[Stored data]
- - - - - - -

PR #296, opened 2019-02-14
More parser test for coverage

Ghatage:
Enhanced a few existing tests to reach more code / cases.

### DIFF
--- a/test/parser/parser_test.cpp
+++ b/test/parser/parser_test.cpp
@@ -99,6 +99,42 @@ TEST_F(ParserTestBase, CreateFunctionTest) {
       "BEGIN RETURN i + 1; END; $$ "
       "LANGUAGE plpgsql;";
   stmts = pgparser.BuildParseTree(query);
+
+  query =
+      "CREATE OR REPLACE FUNCTION return_varchar ("
+      " i VARCHAR"
+      " )"
+      " RETURNS VARCHAR AS $$ "
+      "BEGIN RETURN 'foo'; END; $$ "
+      "LANGUAGE plpgsql;";
+  stmts = pgparser.BuildParseTree(query);
+
+  query =
+      "CREATE OR REPLACE FUNCTION return_text ("
+      " i TEXT"
+      " )"
+      " RETURNS TEXT AS $$ "
+      "BEGIN RETURN 'foo'; END; $$ "
+      "LANGUAGE plpgsql;";
+  stmts = pgparser.BuildParseTree(query);
+
+  query =
+      "CREATE OR REPLACE FUNCTION return_bool ("
+      " i BOOLEAN"
+      " )"
+      " RETURNS BOOLEAN AS $$ "
+      "BEGIN RETURN false; END; $$ "
+      "LANGUAGE plpgsql;";
+  stmts = pgparser.BuildParseTree(query);
+
+  query =
+      "CREATE OR REPLACE FUNCTION return_real ("
+      " i REAL"
+      " )"
+      " RETURNS REAL AS $$ "
+      "BEGIN RETURN 1.0; END; $$ "
+      "LANGUAGE plpgsql;";
+  stmts = pgparser.BuildParseTree(query);
 }
 
 // NOLINTNEXTLINE
--- a/test/parser/parser_test.cpp
+++ b/test/parser/parser_test.cpp
@@ -81,6 +81,12 @@ TEST_F(ParserTestBase, CreateFunctionTest) {
       " BEGIN RETURN i + 1; END; $$ "
       "LANGUAGE plpgsql;";
   auto stmts = pgparser.BuildParseTree(query);
+  auto stmt = reinterpret_cast<CreateFunctionStatement *>(stmts[0].get());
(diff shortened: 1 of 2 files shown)


test/parser/parser_test.cpp
```diff
@@ -99,6 +99,42 @@ TEST_F(ParserTestBase, CreateFunctionTest) {
       "BEGIN RETURN i + 1; END; $$ "
       "LANGUAGE plpgsql;";
   stmts = pgparser.BuildParseTree(query);
+
+  query =
```
apavlo: We probably don't want to have too many FUNCTION tests since it's going to be a while until we support pl/pgsql again.

test/parser/parser_test.cpp
```diff
@@ -221,6 +257,8 @@ TEST_F(ParserTestBase, GarbageTest) {
 TEST_F(ParserTestBase, InsertTest) {
   auto stmts = pgparser.BuildParseTree("INSERT INTO foo VALUES (1, 2, 3), (4, 5, 6);");
   EXPECT_EQ(stmts.size(), 1);
+  stmts = pgparser.BuildParseTree("INSERT INTO foo (id,bar,entry) VALUES (1, 2, 3);");
+  EXPECT_EQ(stmts.size(), 1);
```
apavlo: Is there anything more substantial that we could be testing here?

test/parser/parser_test.cpp
```diff
@@ -404,6 +448,19 @@ TEST_F(ParserTestBase, OperatorTest) {
...
+  {
+    std::vector<std::string> queries;
+
+    // Coverage for NullNodeTransform
+    queries.emplace_back("SELECT * FROM foo WHERE 0 IS NULL;");
+    queries.emplace_back("SELECT * FROM foo WHERE 0*1 IS NULL;");
+    queries.emplace_back("SELECT * FROM foo WHERE ? IS NULL;");
+
+    for (const auto &query : queries) {
+      auto stmt_list = pgparser.BuildParseTree(query);
```
apavlo: We need to be checking something here. We're building the parse tree so this is a false code coverage result

test/parser/parser_test.cpp
```diff
@@ -1250,7 +1307,7 @@ TEST_F(ParserTestBase, OldCreateTriggerTest) {
       "BEFORE UPDATE OF balance ON accounts "
       "FOR EACH ROW "
       "WHEN (OLD.balance <> NEW.balance) "
-      "EXECUTE PROCEDURE check_account_update();";
+      "EXECUTE PROCEDURE check_account_update(update_date);";
```
apavlo: Why does this matter?

test/parser/parser_test.cpp
```diff
@@ -1379,6 +1438,8 @@ TEST_F(ParserTestBase, OldUDFFuncCallTest) {
 TEST_F(ParserTestBase, OldCaseTest) {
   std::string query = "SELECT id, case when id=100 then 1 else 0 end from tbl;";
   auto stmt_list = pgparser.BuildParseTree(query);
+  query = "SELECT id, case id when 100 then 1 when 200 then 2 end from tbl;";
+  stmt_list = pgparser.BuildParseTree(query);
```
apavlo: Again, missing real checks here.

test/parser/parser_test.cpp
Ghatage: You're right, I could do much better on some of these tests that are missing verification.
I'll put in the checks for the new ones and push an update.

test/parser/parser_test.cpp
```diff
@@ -99,6 +99,42 @@ TEST_F(ParserTestBase, CreateFunctionTest) {
...
+      " i TEXT"
+      " )"
+      " RETURNS TEXT AS $$ "
+      "BEGIN RETURN 'foo'; END; $$ "
+      "LANGUAGE plpgsql;";
+  stmts = pgparser.BuildParseTree(query);
+
+  query =
+      "CREATE OR REPLACE FUNCTION return_bool ("
+      " i BOOLEAN"
```
Ghatage: Side question:
While taking a look again at these tests, I found that [create_function_statement.h](https://github.com/cmu-db/terrier/blob/master/src/include/parser/create_function_statement.h#L38) as two types for boolean. `Parameter::Datatype::BOOL` and `Parameter::Datatype::BOOLEAN`.
At the moment will go with `Parameter::Datatype::BOOLEAN` in the test and will update accordingly in the future.

Ghatage:
Is there any way to restart the build on Travis to get a clean sheet?
After I pushed the changes @apavlo suggested, one of the builds timed out due to what looks like an infrastructure issue.

apavlo:
@Ghatage I restarted the mac build.

@pervazea Are we seeing this issue with other PRs? Or should we just assume that it is a temporary Travis hiccup?

pervazea:
Some of the requested enhancements are still outstanding. @Ghatage, are you expecting to address those? (does not look difficult).

Ghatage:
Sorry guys, been swamped. Might take it further sometime later.
Thanks for merging the PR!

- - - - - - -

EXERCISE: Scan the records above for the word "tests" and return every line where it occurs.

ANSWER TO THIS PROBLEM:
Enhanced a few existing tests to reach more code / cases.
apavlo: We probably don't want to have too many FUNCTION tests since it's going to be a while until we support pl/pgsql again.
Ghatage: You're right, I could do much better on some of these tests that are missing verification.
While taking a look again at these tests, I found that [create_function_statement.h](https://github.com/cmu-db/terrier/blob/master/src/include/parser/create_function_statement.h#L38) as two types for boolean. `Parameter::Datatype::BOOL` and `Parameter::Datatype::BOOLEAN`.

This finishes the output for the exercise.